● Task directions: The expected output is every line from the one containing "-3,12 +3,19 @@ use std::collections::HashSet;" to the end of the data below, exactly, and no other line.

● Records for the exercise:
PR #5955, opened 2021-12-23
re: Implement `ProjectedHashMap`

pmnoxx:
We talked before about replacing `HashMap` with `HashSet` in https://github.com/near/nearcore/pull/5475

I think it would be better to have a generic implementation, that doesn't depend on `PeerId` or `Edge`. The code will be much cleaner that way.

### DIFF
--- a/chain/network/src/routing/projected_hash_map.rs
+++ b/chain/network/src/routing/projected_hash_map.rs
@@ -3,12 +3,19 @@ use std::collections::HashSet;
 use std::hash::{Hash, Hasher};
 use std::marker::PhantomData;
 
+pub trait ProjectedMapKey<Key>
+where
+    Key: Hash,
+{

● Answer box:
@@ -3,12 +3,19 @@ use std::collections::HashSet;
 use std::hash::{Hash, Hasher};
 use std::marker::PhantomData;
 
+pub trait ProjectedMapKey<Key>
+where
+    Key: Hash,
+{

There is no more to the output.